PR #2227, opened 2026-09-08
Chore: sign and notarize binaries

harshadixit12:
## Summary
In this PR, we are updating goreleaser config to sign and notarize the binary for macOs
We are also bumping the goreleaser version to v1.26.2 to make use of native macOs signing feature.

A successful dry run (and binary) is available here: https://github.com/Kong/deck/actions/runs/34182608893/job/101924553295

The necessary secrets have been added.

## How to test
1. Download the binaries
2. `codesign --verify --deep --strict --verbose=2 /path/to/binary` - should pass with "valid on disk" and "satisfies its Designated Requirement"
3. Repeat step 2 with installed decK - `/opt/homebrew/bin/deck` - this will not be signed
4. Repeat step 2 with `codesign -dv --verbose=4 /path/to/binary` - you should see Kong Inc as Authority

## How I have tested this
- [x] Use macos binary from dry run to sync / dump
- [x] Use linux binary from dry run with docker


.goreleaser.yml
```diff
@@ -20,6 +21,20 @@ builds:
   - -trimpath
   ldflags:
   - -s -w -X github.com/kong/deck/cmd.VERSION={{ .Tag }} -X github.com/kong/deck/cmd.COMMIT={{ .ShortCommit }}
+notarize:
```
harshadixit12, line 24: No separate verification step added - because both signing and notarization will fail the build if unsuccessful.

VarunAthreya (approved):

_ACTIVITY_
Each entry, from start to finish, must be restated exactly.

_TASK RESULT_
PR #2227, opened 2026-09-08
Chore: sign and notarize binaries

harshadixit12:
## Summary
In this PR, we are updating goreleaser config to sign and notarize the binary for macOs
We are also bumping the goreleaser version to v1.26.2 to make use of native macOs signing feature.

A successful dry run (and binary) is available here: https://github.com/Kong/deck/actions/runs/34182608893/job/101924553295

The necessary secrets have been added.

## How to test
1. Download the binaries
2. `codesign --verify --deep --strict --verbose=2 /path/to/binary` - should pass with "valid on disk" and "satisfies its Designated Requirement"
3. Repeat step 2 with installed decK - `/opt/homebrew/bin/deck` - this will not be signed
4. Repeat step 2 with `codesign -dv --verbose=4 /path/to/binary` - you should see Kong Inc as Authority

## How I have tested this
- [x] Use macos binary from dry run to sync / dump
- [x] Use linux binary from dry run with docker


.goreleaser.yml
```diff
@@ -20,6 +21,20 @@ builds:
   - -trimpath
   ldflags:
   - -s -w -X github.com/kong/deck/cmd.VERSION={{ .Tag }} -X github.com/kong/deck/cmd.COMMIT={{ .ShortCommit }}
+notarize:
```
harshadixit12, line 24: No separate verification step added - because both signing and notarization will fail the build if unsuccessful.

VarunAthreya (approved):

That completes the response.